Since this would be my first collection, a part of me does appreciate the idea of it being a grab bag. I am still developing my prose fiction voice and these stories reflect that process. I do think that is interesting. But when it comes to tone and setting these stories are so far apart – from very straight-ahead realistic storytelling to quasi-sci-fi stuff. I think reader expectations are an overlooked element of the experience, and that in a collection like this, they carry echoes of the previous story into the next one whether you want it or not. So when anything goes, that’s like saying you want them to re-set their expectations to zero every time around, and I just don’t think that’s realistic.

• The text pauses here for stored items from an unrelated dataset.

Issue #2526, opened 2025-08-11
Create some ux for defining `build-external-contracts` for all test targets at once


maciektr:
Internal discussion: https://swmansion.slack.com/archives/C03N11B6JB0/p1753961305643769

Example syntax: 

```toml 
[target-defaults.test]
build-external-contracts = [
    "openzeppelin_test_common::mocks::account::DualCaseAccountMock"
]
```

May only accept `build-external-contracts` and reject other keys as errors.

PR #2583, opened 2025-08-28
support default params for test targets

FroyaTheHen:
closes https://github.com/software-mansion/scarb/issues/2526

### DIFF
--- a/scarb/src/core/manifest/toml_manifest.rs
+++ b/scarb/src/core/manifest/toml_manifest.rs
@@ -58,6 +58,13 @@ pub struct TomlManifest {
     pub tool: Option<BTreeMap<SmolStr, MaybeWorkspaceTomlTool>>,
     pub features: Option<BTreeMap<FeatureName, Vec<TomlFeatureToEnable>>>,
     pub patch: Option<BTreeMap<SmolStr, BTreeMap<PackageName, TomlDependency>>>,
+    pub target_defaults: Option<BTreeMap<TargetKind, TargetDefaults>>,
+}
+
+#[derive(Debug, Clone, Deserialize, Serialize)]
+#[serde(rename_all = "kebab-case")]
+pub struct TargetDefaults {
+    pub build_external_contracts: Option<Vec<String>>,
 }
 
 type MaybeWorkspaceScriptDefinition = MaybeWorkspace<ScriptDefinition, WorkspaceScriptDefinition>;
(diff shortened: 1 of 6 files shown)


website/docs/reference/targets.md
maciektr, line 1: Please also update https://github.com/software-mansion/scarb/blob/main/website/docs/reference/manifest.md to showcase the new field 🙏

scarb/src/core/manifest/toml_manifest.rs
```diff
@@ -58,6 +58,13 @@ pub struct TomlManifest {
     pub tool: Option<BTreeMap<SmolStr, MaybeWorkspaceTomlTool>>,
     pub features: Option<BTreeMap<FeatureName, Vec<TomlFeatureToEnable>>>,
     pub patch: Option<BTreeMap<SmolStr, BTreeMap<PackageName, TomlDependency>>>,
+    pub target_defaults: Option<BTreeMap<TargetKind, TargetDefaults>>,
```
maciektr, line 61: This is good, but I think we should also allow inheriting this setting from ws, so all of these:

```Scarb.toml
[package] 
name = "hello"

[target-defaults.test]
build-external-contracts = [ "..." ]
```

and 

```Scarb.toml
[package] 
name = "hello"

[workspace.target-defaults.test]
build-external-contracts = [ "..." ]

[target-defaults]
test.workspace = true
```

and 

```Scarb.toml
[package] 
name = "hello"

[workspace.target-defaults.test]
build-external-contracts = [ "..." ]

[target-defaults.test]
build-external-contracts.workspace = true
```

would be valid (and equivalent). 

Can be a separate PR imho.

scarb/tests/build_targets.rs
```diff
@@ -1591,3 +1591,75 @@ fn disallowed_test_target_names() {
...
+            [target-defaults.test]
+            build-external-contracts = [
+                "hello::Balance",
+            ]
+        "#})
+        .dep_starknet()
+        .build(&world);
+
+    Scarb::quick_snapbox()
+        .arg("build")
```
maciektr: Maybe it would be enough to only check targets as represented in `scarb metadata` output - this would run much faster than compiling the contracts 🤔

FroyaTheHen: good call!

scarb/src/core/manifest/toml_manifest.rs
FroyaTheHen: Ok, will do 👌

The in-between solution would be to group the real stuff, the semi-weird stuff, and the really-weird stuff into separate sections within the collection. That tells the reader of the real stuff to stop peering in-between sentences for the goblins or black holes, and the readers of the really-weird stuff to just hang on and trust that I am taking them somewhere interesting through all this strangeness.

I think I like that idea. But my belief is that you can’t sit and ponder that for too long when you can’t even do any of that stuff until you have written more. So, back to that novelette…

As the younger generation asks – ‘What’s an album?’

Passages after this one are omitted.